☲☰CRYPTED
Editor’s Note: For most of us, the wide world of technology is a wormhole of dubious trends with a side of jargon soup. If it’s not a bombardment of startups and tech trends (minimum viable product, Big Data, billion dollar IPO!) then it’s unrelenting feature mongering (Smart Everything! Siri!). What’s a level-headed guy with a few bucks in his pocket supposed to do? We’ve got an answer, and it’s not a ⌘+Option+Esc. Welcome to Decrypted, a new weekly commentary about tech’s place in the real world. We’ll spend some weeks demystifying and others criticizing, but it’ll all be in plain english. So take off your headphones, settle in for something longer than 140 characters and prepare to wise up.

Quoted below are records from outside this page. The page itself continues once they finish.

PR #4489, opened 2025-05-22
CI: Modify task to run clang-tidy as part of builds

timwoj:
This modifies the ubuntu24_clang_libcpp task to run the build with `--enable-clang-tidy` enabled. It removes the skip-on-PR option for that task as well so that it always runs. As part of this, update the clang version installed on the ubuntu 24.04 VM to 19.x. I'd update to 20.x but there aren't packages for that version on ubuntu.

This depends on the changes to .clang-tidy that start in https://github.com/zeek/zeek/pull/4486, so that PR needs to be merged first. Otherwise it will report a lot of warnings that aren't fixed yet.

### DIFF
--- a/.cirrus.yml
+++ b/.cirrus.yml
@@ -300,8 +300,8 @@ ubuntu24_clang_libcpp_task:
   << : *CI_TEMPLATE
   << : *SKIP_TASK_ON_PR
   env:
-    CC: clang-18
-    CXX: clang++-18
+    CC: clang-19
+    CXX: clang++-19
     CXXFLAGS: -stdlib=libc++
 
 ubuntu22_task:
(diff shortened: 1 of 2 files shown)


ci/ubuntu-24.04/Dockerfile
```diff
@@ -47,6 +48,10 @@ RUN apt-get update && apt-get -y install \
 RUN pip3 install --break-system-packages websockets junit2html
 RUN gem install coveralls-lcov
 
+# Ubuntu installs clang versions with the binaries having the version number
+# appended. Create a symlink for clang-tidy so cmake finds it correctly.
+RUN if [ ! -f /usr/bin/clang-tidy ]; then ln -s /usr/bin/clang-tidy-19 /usr/bin/clang-tidy; fi
```
awelzel, line 53: Maybe update-alternatives?

```suggestion
RUN update-alternatives --install /usr/bin/clang-tidy clang-tidy /usr/bin/clang-tidy-19 1000
```

timwoj:
I'm debating whether this should be split out into another task that just does the clang-tidy build without any tests. https://cirrus-ci.com/task/6369481020145664 took a long time (over 30 minutes) to do the build step, and then had to wait for tests also. Maybe it doesn't matter considering the asan test takes over an hour already?

.cirrus.yml
```diff
@@ -298,11 +299,11 @@ ubuntu24_clang_libcpp_task:
     dockerfile: ci/ubuntu-24.04/Dockerfile
     << : *RESOURCES_TEMPLATE
   << : *CI_TEMPLATE
-  << : *SKIP_TASK_ON_PR
```
awelzel, line 301: I'd be totally fine if we run clang-tidy only after merging or just once a week, but I guess we don't care too much about the cycles?

awelzel (approved):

In many ways, Microsoft has started to look like Nortel, a lumbering giant of a company that had been alive for so long that it couldn’t possibly die…until it stopped paying attention to changes in the market, and eventually did die. Nortel did a poor job of reacting to the wireless revolution, instead pinning its future on a wireline-based society that had moved on. Microsoft, arguably, has done a poor job of reacting to the public’s demand for devilishly fast smartphones, failing to recognize that today’s “personal computer” has a silhouette closer to a Pop-Tart than a chunky beige tower. Indeed, some pundits have suggested that Microsoft’s finest days are behind it — that once software moves fully to the cloud, cash cows such as Windows and Office will dry up in the face of free alternatives like Chrome OS and Google Docs.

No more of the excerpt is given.